Self-Shredding E-Mail

February 18, 2002

In the offline world, it can be quite a challenge to retrieve and destroy confidential documents from a business deal gone sour or a top-secret project that involved outside help.

The options boil down to either trusting your former business partner - or resorting to illegal breaking and entering.

But e-mail is changing those rules, thanks to virtual shredding.
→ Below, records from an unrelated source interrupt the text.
PR #12, opened 2017-05-30
Support Transaction Management 

EmadAlblueshi:


src/main/java/com/julienviet/pgclient/impl/PostgresSQLConnection.java
```diff
@@ -30,81 +38,108 @@ public PostgresSQLConnection(DbConnection conn) {
 
   @Override
   public SQLConnection setAutoCommit(boolean autoCommit, Handler<AsyncResult<Void>> handler) {
-    throw new UnsupportedOperationException();
+    inAutoCommit.set(autoCommit);
```
pmlopes: This should be only set if the rest of the code succeeded, in other words, right before any: `handler.handle(Future.succeededFuture())`

src/main/java/com/julienviet/pgclient/impl/PostgresSQLConnection.java
```diff
@@ -142,4 +198,64 @@ public SQLConnection getTransactionIsolation(Handler<AsyncResult<TransactionIsol
     conn.schedule(new PreparedTxQueryCommand(handler));
     return this;
   }
+
+  @Override
+  public void close(Handler<AsyncResult<Void>> handler) {
+    inAutoCommit.set(true);
```
pmlopes: This should only set if the commit succeeded

src/main/java/com/julienviet/pgclient/impl/PostgresSQLConnection.java
```diff
@@ -142,4 +198,64 @@ public SQLConnection getTransactionIsolation(Handler<AsyncResult<TransactionIsol
...
+
+  @Override
+  public void close() {
+    close(c -> {
+    });
+  }
+
+  private void beginTxIfNeeded(Handler<AsyncResult<Void>> handler) {
+    if (!inAutoCommit.get() && inTransaction.compareAndSet(false, true)) {
+      conn.schedule(new QueryCommand("BEGIN", new ResultSetBuilder(re -> {
```
pmlopes: This could be enhanced to support TX isolation levels, maybe a follow up pull request see: https://github.com/vert-x3/vertx-mysql-postgresql-client/pull/74/files#diff-7a3a21a56ba64de74ca084f12538d869

src/main/java/com/julienviet/pgclient/impl/PostgresSQLConnection.java
```diff
@@ -142,4 +198,64 @@ public SQLConnection getTransactionIsolation(Handler<AsyncResult<TransactionIsol
...
+    } else {
+      handler.handle(Future.succeededFuture());
+    }
+  }
+
+  private void endAndBeginTx(String command, Handler<AsyncResult<Void>> handler) {
+    if (inTransaction.compareAndSet(true, false)) {
+      conn.schedule(new QueryCommand(command, new ResultSetBuilder(re -> {
+        if(re.failed()) {
+          handler.handle(Future.failedFuture(re.cause()));
```
pmlopes: if it failed then the inTransaction is now in a invalid state since it has been modified to false before

src/main/java/com/julienviet/pgclient/impl/PostgresSQLConnection.java
```diff
@@ -142,4 +198,64 @@ public SQLConnection getTransactionIsolation(Handler<AsyncResult<TransactionIsol
...
+        } else {
+          conn.schedule(new QueryCommand("BEGIN", new ResultSetBuilder(rs -> {
```
pmlopes: See previous comment on TX isolation, maybe for later?!

EmadAlblueshi: IMHO, I prefer later because we need to implement other SQL connection methods with tests then we enhance

src/main/java/com/julienviet/pgclient/impl/PostgresSQLConnection.java
vietj: I think that we should rethink this part, because with pipelining it is different than with the other driver

vietj: so the problem is more than when `autocommit` is set to false and we are in a transaction then the `SQLConnection` either not be usable (i.e throw IllegalStateException) or the evaluation of `beginTxIfNeeded` should be delayed.

pmlopes: no, if we follow the jdbc semantics, turning autocommit to false during a tx should commit the tx if i'm not mistaken

pmlopes: The improvements I'v proposed to the async driver are doing this.

vietj:
autocommit set to true means there is never a TX around the statements, no ?

pmlopes:
when you do `autocommit=true` the expected behavior on java land and other places is that a transaction is started (internally it should issue a `begin transaction ...` command).

as of this moment you can execute any sql statement and the API will allow you to:

* `commit()` - executes `commit`
* `rollback()` - executes `rollback`

we don't have it but jdbc also has `savepoints` so lets stay away from this.

Now if you turn `autocommit=false` and the previous state was `true` then it is expected to be same as `commit()`, otherwise is a no-op.

Calling `commit()`/`rollback()` during a `autocommit=false` should be a warning, some engines throw error, but this is a non fatal action, usually the warning says something like `atempt to commit/rollback without a transaction`.

Calling `close()` during `autocommit=true` should be also handled as `commit()` and if the commit fails propagate the error to the `close()`

pmlopes:
Now in a `autocommit=true` you can have transactions within transaction, this is what some engines call savepoints. so you can rollback a to a savepoint so you can have a TX within autocommit.

src/main/java/com/julienviet/pgclient/impl/PostgresSQLConnection.java
```diff
@@ -30,81 +38,108 @@ public PostgresSQLConnection(DbConnection conn) {
 
   @Override
   public SQLConnection setAutoCommit(boolean autoCommit, Handler<AsyncResult<Void>> handler) {
-    throw new UnsupportedOperationException();
+    inAutoCommit.set(autoCommit);
+    if (inTransaction.compareAndSet(true, false) && autoCommit) {
```
vietj: the boolean autocommit should be evaluated before changing the state of the `inTransaction` atomic

vietj: overall I believe we should avoid to use atomic here and use plain synchronization because we are checking the state of two variables and there can be race issues.

vietj:
agreed with paulo to just have one flag, this opens race issues

vietj:
does pg has savepoints ? I haven't seen something like that

vietj:
is it Sync ?

EmadAlblueshi:
Yes it has naming save points

pmlopes:
this is a handy feature when you're working with long running transactions, on error you can rollback to the savepoint and retry from that point instead of rolling back the whole transaction, but is was never present on sql-common clients.

PR #17, opened 2017-09-13
Cleanup and PgUpdate support

EmadAlblueshi:


src/main/java/com/julienviet/pgclient/impl/PreparedUpdate.java
```diff
@@ -0,0 +1,37 @@
...
+ */
+
+package com.julienviet.pgclient.impl;
+
+import com.julienviet.pgclient.PgUpdate;
+import io.vertx.core.AsyncResult;
+import io.vertx.core.Handler;
+import io.vertx.ext.sql.UpdateResult;
+
+public class PreparedUpdate implements PgUpdate {
```
vietj: rather `PgUpdateImpl`

vietj:
overall we should not duplicate the same class with a params and a param-less version. Param-less should be params command with empty params list.

EmadAlblueshi:
Done  https://github.com/vietj/vertx-pg-client/issues/14 https://github.com/vietj/vertx-pg-client/issues/15 and https://github.com/vietj/vertx-pg-client/issues/18

src/main/java/com/julienviet/pgclient/impl/PreparedBatchCommand.java
```diff
@@ -0,0 +1,110 @@
...
+import java.util.ArrayList;
+import java.util.List;
+
+import static com.julienviet.pgclient.codec.util.Util.*;
+
+/**
+ * @author <a href="mailto:emad.albloushi@gmail.com">Emad Alblueshi</a>
+ */
+
+class PreparedBatchCommand extends UpdateCommandBase {
```
vietj: please keep PreparedUpdateCommand and consider that an update is a batch of a single unit.

EmadAlblueshi: Yes now we have only PreparedUpdateCommand and can be used for batch and update

src/test/java/com/julienviet/pgclient/PgConnectionTestBase.java
```diff
@@ -1060,6 +920,44 @@ public void testSetAndGetSerializableTx(TestContext ctx) {
     });
   }
 
+  @Test
+  public void testPgUpdate(TestContext ctx) {
```
vietj: just testUpdate no need to say PgUpdate here

src/test/java/com/julienviet/pgclient/PgConnectionTestBase.java
```diff
@@ -1060,6 +920,44 @@ public void testSetAndGetSerializableTx(TestContext ctx) {
...
+          .execute(ctx.asyncAssertSuccess(r -> {
+            ctx.assertEquals("PgClient Rocks!", r.getRows().get(0).getValue("message"));
+            async.complete();
+          }));
+      }));
+    }));
+  }
+
+  @Test
+  public void testPgUpdateWithParams(TestContext ctx) {
```
vietj: testUpdateWithParams

vietj:
The documentation is not covering the update case, it should be updated (after query and before batch).

src/test/java/com/julienviet/pgclient/PgConnectionTestBase.java
EmadAlblueshi: The testUpdate will conflict with other test case so it's better to rename to testPreparedUpdate

src/test/java/com/julienviet/pgclient/PgConnectionTestBase.java
EmadAlblueshi: This will be renamed to testPreparedUpdateWithParams

PR #22, opened 2017-09-15
Decode SSLResponse message + Support Keys in UpdateResult

EmadAlblueshi:


vietj:
can you make two PRs instead of one ? this PR mixes two concerns, it should'nt be the case

EmadAlblueshi:
Ok

PR #29, opened 2017-11-28
Binary numeric data type decode

EmadAlblueshi:


src/main/java/com/julienviet/pgclient/codec/DataType.java
```diff
@@ -266,10 +287,24 @@ private static long decodeInt(int len, ByteBuf buff) {
   }
 
   private static Object decodeJson(String value) {
-    if(value.charAt(0)== '{') {
+    if(value.indexOf('{') != -1) {
```
vietj: you should keep using `charAt(0)`, `indexOf` will do a full scan of the string when it does not find the curly brace

src/test/java/com/julienviet/pgclient/PgDataTypeBase.java
```diff
@@ -0,0 +1,5 @@
+package com.julienviet.pgclient;
+
+public class PgDataTypeBase extends PgConnectionTest {
```
vietj: make it abstract and name it `DataTypeTestBase`

vietj: also it should not extend PgConnectionTest because it will run the PgConnectionTest and we only want to run the data type tests

src/main/java/com/julienviet/pgclient/codec/DataType.java
EmadAlblueshi: The reason I did this because JSON doesn't trim spaces but JSONB does.

EmadAlblueshi:
:+1: Thanks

Senders can destroy messages either remotely or automatically, without a recipient's consent or cooperation.

And that gives senders unprecedented control over what they distribute.

Though usage of the technology is still relatively low, interest is growing, thanks in part to new federal laws governing privacy of health care and financial data.

Interest has also been spurred by the antitrust case against Microsoft Corp., in which damaging e-mail memos from Bill Gates and other senior executives became the government's key evidence.

The recent shredding of electronic documents by Enron Corp.'s outside accountants, along with the growing use of e-mail in business, may prompt even more thinking about how to preserve and destroy records without running afoul of the law.

Authentica Inc. and other companies make online shredding systems that scramble e-mail messages and limit access to the software key needed to decrypt them. To make messages "disappear," access to the key is withdrawn after a given time.

Software company Peregrine Systems Inc. bought Authentica's system about nine months ago. Senior executives use it to send e-mail to one another and to the company's board of directors.

"Today's business market is so competitive, we want to make sure that communications that were meant to stay confidential and secure remain that way," said Doug Hampshire, Peregrine's systems administrator.

The trouble with e-mail is its persistence.

Hitting the delete key only removes a message from the computer's digital index, and forensics experts can often retrieve it later. Even if it's gone from a recipient's hard disk, plenty of copies exist elsewhere - on e-mail servers used in transit, on backup tapes kept for years.

Or perhaps an employee checked e-mail from home or forwarded it to a personal Hotmail account. Copies would then reside on the home computer or at Microsoft, which runs Hotmail.

Without systematic procedures for purging old messages, e-mail may linger for years.

Computer backup systems were generally developed for disaster recovery - not with lawsuits and investigations in mind, said Kristin Nimsger, legal consultant for Ontrack Data International Inc., a data-recovery company.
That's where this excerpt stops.